Habituellement, Louis XIV se consacre tout à son repas, avec les difficultés énoncées plus haut. Il a toujours eu grand appétit et son âge n’y change rien. Il peut à l’occasion adresser un mot ou deux à quelques personnes remarquées dans l’assistance, ce qui est considéré comme le comble de la faveur. C’est à ces occasions également qu’il donne le tabouret aux nouvelles duchesses ou autres dames qui peuvent y prétendre sans ce titre, ce qui provoque toujours un grand émoi. Les dames y paraissent aussi en grand nombre pour se faire inviter aux voyages de Marly.
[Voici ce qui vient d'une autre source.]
PR #287, opened 2016-03-18
update require.Contains/NotContains comment

mhamrle:


ernesto-jimenez:
@mhamrle the PR is against an old version of testify.

PR #291, opened 2016-04-07
Update MatchedBy example to include actual use of MatchedBy!

willogden:
Small change to comments to include correct usage of MatchedBy


ernesto-jimenez:
@willogden thanks! :)

PR #298, opened 2016-04-17
assert: Add Is{,Not}AssignableTo

anacrolix:


ernesto-jimenez:
@anacrolix quick question: how would you be using the assertion?

The examples in the test could be checked by the compiler. Why would you do it during runtime using a test?

Thanks!
Ernesto

anacrolix:
My initial reason was when I don't have a concrete type to assert the assigned value to. It's an arbitrary type that is required to be assignable. For example, the result of reflect.StructOf.

I also expect that some codegen command needs to be run to dupe the new functions to the require package?

ernesto-jimenez:
> My initial reason was when I don't have a concrete type to assert the assigned value to. It's an arbitrary type that is required to be assignable. For example, the result of reflect.StructOf.

Do you have an example? The example looks a bit weird when saying one value is assignable to another value.

I tend to do more codegen than reflection, so usually work with concrete types :)

> I also expect that some codegen command needs to be run to dupe the new functions to the require package?

yes, `go generate ./...` will generate all the extra functions and methods.

Thanks!
Ernesto

anacrolix:
Whatever use case I had for this has gone. I think because I've had to revert to using code that doesn't make use of Go 1.7's StructOf until it's officially released.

Si le Roi donne leur nom, les maris sont d’office invités.
Le soir, il y eut une si grande foule de dames au souper du Roi qu’on devina facilement que le voyage de Marly étoit résolu, et l’on sut qu’effectivement la marquise de Maintenon y vouloit absolument aller, et qu’elle l’avoit déclaré à Fagon.
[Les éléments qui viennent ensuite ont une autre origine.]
PR #299, opened 2016-04-18
Added Same() and NotSame() assertions.

Monnoroch:
They are similar to Exactly() and NotEqual(), but test equality by reference instead of by value.

### DIFF
--- a/assert/assertion_forward.go
+++ b/assert/assertion_forward.go
@@ -332,7 +332,7 @@ func (a *Assertions) NotRegexp(rx interface{}, str interface{}, msgAndArgs ...in
 }
 
 
-// Equal asserts that two objects are actually the same one.
+// NotSame asserts that two objects are not the same one.
 // 
 //    a.NotSame([]int{123}, []int{123}, "should be different objects")
 // 
@@ -371,7 +371,7 @@ func (a *Assertions) Regexp(rx interface{}, str interface{}, msgAndArgs ...inter
 }
 
 
-// Equal asserts that two objects are actually the same one.
+// Same asserts that two objects are actually the same one.
 // 
 //    obj := []int{123}
 //    a.Same(obj, obj, "should be the same object")
--- a/assert/assertion_forward.go
+++ b/assert/assertion_forward.go
@@ -332,6 +332,16 @@ func (a *Assertions) NotRegexp(rx interface{}, str interface{}, msgAndArgs ...in
 }
 
 
+// Equal asserts that two objects are actually the same one.
+// 
+//    a.NotSame([]int{123}, []int{123}, "should be different objects")
+// 
+// Returns whether the assertion was successful (true) or not (false).
+func (a *Assertions) NotSame(expected interface{}, actual interface{}, msgAndArgs ...interface{}) bool {
+	return NotSame(a.t, expected, actual, msgAndArgs...)
+}
+
+
 // NotZero asserts that i is not the zero value for its type and returns the truth.
 func (a *Assertions) NotZero(i interface{}, msgAndArgs ...interface{}) bool {
 	return NotZero(a.t, i, msgAndArgs...)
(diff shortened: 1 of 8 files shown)


assert/assertions.go
```diff
@@ -253,6 +253,51 @@ func IsType(t TestingT, expectedType interface{}, object interface{}, msgAndArgs
 	return true
 }
 
+// Equal asserts that two objects are actually the same one.
```
exarkun: Should say "Same asserts ..."

assert/assertions.go
```diff
@@ -253,6 +253,51 @@ func IsType(t TestingT, expectedType interface{}, object interface{}, msgAndArgs
...
+
+	if expected != actual {
+		return Fail(t, fmt.Sprintf("Not the same: %#v (expected)\n"+
+			"        != %#v (actual)%s", expected, actual), msgAndArgs...)
+	}
+
+	return true
+}
+
+// Equal asserts that two objects are actually the same one.
```
exarkun: Similar comment here.

assert/assertions_test.go
```diff
@@ -94,6 +94,11 @@ func (a *AssertionTesterConformingObject) TestMethod() {
 type AssertionTesterNonConformingObject struct {
 }
 
+// AssertionTesterConformingObject is an object that conforms to the AssertionTesterInterface interface
```
exarkun: "samenessTestHelper is ..."

require/require.go
```diff
@@ -397,6 +397,18 @@ func NotRegexp(t TestingT, rx interface{}, str interface{}, msgAndArgs ...interf
 }
 
 
+// Equal asserts that two objects are actually the same one.
```
exarkun: "NotSame ..."

require/require.go
```diff
@@ -432,6 +444,19 @@ func Regexp(t TestingT, rx interface{}, str interface{}, msgAndArgs ...interface
...
```
exarkun: "Same ..."

require/require_forward.go
```diff
@@ -333,6 +333,16 @@ func (a *Assertions) NotRegexp(rx interface{}, str interface{}, msgAndArgs ...in
 }
 
 
+// Equal asserts that two objects are actually the same one.
```
exarkun: "NotSame ..."

require/require_forward.go
```diff
@@ -362,6 +372,17 @@ func (a *Assertions) Regexp(rx interface{}, str interface{}, msgAndArgs ...inter
...
```
exarkun: "Same ..."

assert/assertion_forward.go
```diff
@@ -332,6 +332,16 @@ func (a *Assertions) NotRegexp(rx interface{}, str interface{}, msgAndArgs ...in
 }
 
 
+// Equal asserts that two objects are actually the same one.
```
exarkun: "NotSame ..."

assert/assertion_forward.go
```diff
@@ -361,6 +371,17 @@ func (a *Assertions) Regexp(rx interface{}, str interface{}, msgAndArgs ...inter
...
```
exarkun: "Same ..."

assert/assertions.go
Monnoroch: Fixed.

assert/assertions.go
Monnoroch: Fixed.

assert/assertions_test.go
Monnoroch: Fixed.

require/require.go
Monnoroch: Fixed.

require/require.go
Monnoroch: Fixed.

require/require_forward.go
Monnoroch: Fixed.

require/require_forward.go
Monnoroch: Fixed.

assert/assertion_forward.go
Monnoroch: Fixed.

assert/assertion_forward.go
Monnoroch: Fixed.

Monnoroch:
Thanks!
Fixed all the comments.

ernesto-jimenez:
@Monnoroch sorry it took so long to reply!

Would it be better to do the following?

```go
assert.True(t, expected == actual)
// or
assert.True(t, expected == actual, "%#v should be %#v", expected, actual)
```

`assert.True` would have the added benefit that a type mismatch would be detected by the compiler instead of on runtime using reflection.

Monnoroch:
Fair enough. The only downside is writing the error message yourself.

Mémoires du marquis de Sourches, , le 24 juillet 1702
Ce qui n’est pas le cas pour les voyages à Trianon : l’épouse y est seule conviée, l’époux devant obtenir une invitation en propre.
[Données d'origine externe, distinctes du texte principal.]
PR #302, opened 2016-04-23
Add Before and After assertions to Testify Assert

andyhaskell:
One possible concern with these assertions is the order of the target and actual times. In assertions like `Equal`, the target value comes first. I chose to put the actual value first in the `Before` and `After` assertions because it feels like a more natural syntax for comparisons

### DIFF
--- a/assert/assertions.go
+++ b/assert/assertions.go
@@ -666,6 +666,34 @@ func NotPanics(t TestingT, f PanicTestFunc, msgAndArgs ...interface{}) bool {
 	return true
 }
 
+// Before asserts that the actual time is before the expected time.
+//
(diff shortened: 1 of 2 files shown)


ernesto-jimenez:
@AndyHaskell sorry it took a while to review this. I've been crazy busy.

`expected` should be before `actual` to be consistent with most of the other assertions.

```go
assert.Before(t, time.Now(), inThePast) // <- testify's pattern
```

Based on the conventions in the package, reads as "assert inThePast is before now.

Your implementation:

```go
assert.Before(t, inThePast, time.Now())
```

For anybody using `testify` would read as "assert that now is before the past".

Un jour à l’archevêque de Metz, de plus de quatre-vingt ans, Louis XIV annonce qu’il va donner le gouvernement du Dauphiné à son neveu le marquis d’Aubusson. Le vieillard, de bonheur est à deux doigts de remercier le Roi à genoux, mais son âge l’en empêche.
On le voit le Grand Couvert a son importance pour le fonctionnement de la vie de cour : les faveurs y sont éclatantes, mais les froisseries du Roi aussi. La conversation générale, si conversation publique il y a, porte le plus souvent sur la chasse ou les toilettes des dames : des sujets éloignés de la politique et des intrigues, où aucune opinion personnelle n’est de mise. Louis XIV s’adresse très peu personnellement à ses convives. Ce n’est certainement pas le lieu pour entretenir une conversation privée. Sa famille suivra Sa Majesté dans son cabinet après le Grand Couvert pour un entretien privé. Par contre il peut très bien dire quelques mots à un membre de sa famille de manière à ce que l’information donnée soit comme publiée et officielle. Ainsi s’il dit à Madame que cette année, il ne se rendra pas à Compiègne, tout le monde en conclue que le Roi partira à la place en campagne. Il y annonce aussi les victoires et les défaites. C’est là aussi que se répand la rubrique nécrologique de la Cour : tel ou telle courtisan ou dame décédée. Ce qui devient un moment particulièrement difficile en temps de guerre : chacun peut y entendre la mort de son mari, son fils, son frère… Plus heureux, on y annonce les mariages chez les grandes familles qui tous doivent recevoir l’aval du Roi. Parmi les grandes charges qui se placent derrière le fauteuil du Roi, Louis XIV discute très souvent avec Charles-Honoré d’Albert de Luynes, duc de Chevreuse (1646-1712), son conseiller privé.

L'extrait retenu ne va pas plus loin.